Please is is there any way to extract all the eukaryotic reads from the non-redundant NCBI database ? What would be the exact command line that would help me to do that ? or where can I find the non-redundant Eukaryotic database ?
Thanks in advance for your support
DD
This tutorial recursively gets all taxID's which belong to a higher level taxID. These would be needed to get all sequences under the top level taxID (e.g. eukaryota).
Thanks for sharing the tutorial , I am following the discussion and read the tutorial to see if could filter the the nr based on taxonomy
DD
I am following to this tutorial to filter the non-redundant database but I get stock in step 3. You suggest to NOT directly download nr.gz from ncbi ftp, in which the FASTA headers are not well formatted. However the link you provide to download the pre-formatted nr database is not working.
Please where can get the nr database that is well formatted to wok with this tutorial ?
Thanks in advance
ftp://ftp.ncbi.nlm.nih.gov/blast/db
I am getting a problem with taxonkit tutorial. I get stock in the step 3 (option 1). After retrieving FASTA sequences from pre-formated blastdb, the perl one-liner that used to unfold records having mulitple accessions output an empty nr.$id.fa.gz.
Please any suggestions ?
so, is it 6656 or 6665?
Sorry, it was a problem in editing the message. the id is 6656
What's your taxid ??? 6656 is just the example.
I need to retrieve get a new database for Chlorophyta with taxid 3041. the perl one-liner script outputs an empty file for watever taxid I use . I could not even reproduce the tutorial. It could be trivial but I don't know why I don't get it.

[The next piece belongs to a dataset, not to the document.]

PR #2006, opened 2026-09-03
Require lib/patches/unmask_repos in total_issues.rb

### LINKED ISSUE #1987: `total_issues.rb` does not require `lib/patches/unmask_repos`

thank you for your assistance
DD
please paste results of
I'll check it on monday.
Thanks they are copied here :
Note that I could not reproduce the tutorial, the option 2 of the step three works but , but could not pass the stp4 (make blasted). You did not provide how to deal with this error in the case a user would se the the option 2 of the step3. I try try to remove duplicate reads, and suspect this is not the good option.
Thanks again for your assistance
DD
Well, I tried 3041, and every step worked fine.
I also add a faster way to get nr.$taxid.fa.gz from nr.fa.gz, in step 3 option 1.
I can send nr.3041.fa.gz (70M) to you via email, if you give my address or write email to me.
Thanks a lot! Please I would be happy if you can send the nr.$id.fa forme to me at derilus.dieunel@upr.edu or dieunelderilus@gmail.com.
But should keep testing to see where I am wrong, because this is a very interesting tools.